Rotated Second-Order Cone Constraints in docplex

I have programmed the model in here using Gurobi 9.0 in Python 3.7. To ensure playing within the boundaries of the licensing, I am trying to program it using CPLEX where we have broader flexibility under a commercial license. I have two short questions.

First, is DoCplex the same as Cplex in Python, if not can you please refer to an example implementation?

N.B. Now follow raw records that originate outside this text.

PR #3525, opened 2026-07-20
feat(mithril): Custom modes suggestions provider

djelinek:
https://github.com/user-attachments/assets/546cf6ac-7769-4270-9a84-43faa5efa7e8

## Summary by CodeRabbit

* **New Features**
  * Added mode-slug autocomplete for built-in modes (Agent, Plan, Ask) with descriptions and consistent grouping.
  * Added mode-slug autocomplete for user-defined custom modes, including case-insensitive prefix filtering and “switch to mode” messaging.
* **Bug Fixes**
  * Improved suggestion registration and cleanup so mode-slug suggestions are reliably available in the form.
* **Tests**
  * Added/expanded Jest coverage for built-in and custom mode slug suggestion behavior and provider integration.

### DIFF
--- a/packages/ui/src/components/Visualization/Canvas/Form/suggestions/SuggestionsProvider.test.tsx
+++ b/packages/ui/src/components/Visualization/Canvas/Form/suggestions/SuggestionsProvider.test.tsx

Second, how can I introduce the rotated second-order cone constraints in this coding? I checked Docplex functions and couldn't see something relevant.

### BEGIN DECLARING THE MODEL ###
m= Model('CTA')
### END DECLARING THE MODEL ###

### BEGIN ADDING VARIABLES INTO THE MODEL m ###
freq = m.continuous_var_dict(Pattern, lb=1, ub=15, name ='freq')
invfreq = m.continuous_var_dict(Pattern, lb=1, ub=15, name ='invfreq')
### END ADDING VARIABLES INTO THE MODEL m ###

### BEGIN INTRODUCING THE OBJECTIVE FUNCTION INTO m ###
m.maximize(m.sum(0.5*crt_ridership[pat,s]*(30-30*invfreq[pat])
                        for (pat,s) in PatternStop))
### END INTRODUCING THE OBJECTIVE FUNCTION ###

### BEGIN ADDING CONSTRAINTS INTO m ###
m.add_constraint(m.sum(unit_cost[pat]*triptime[pat]*freq[pat]/60 for pat in Pattern)
                    - m.sum(FixedFare*crt_ridership[pat,s] for (pat,s) in PatternStop) <= S)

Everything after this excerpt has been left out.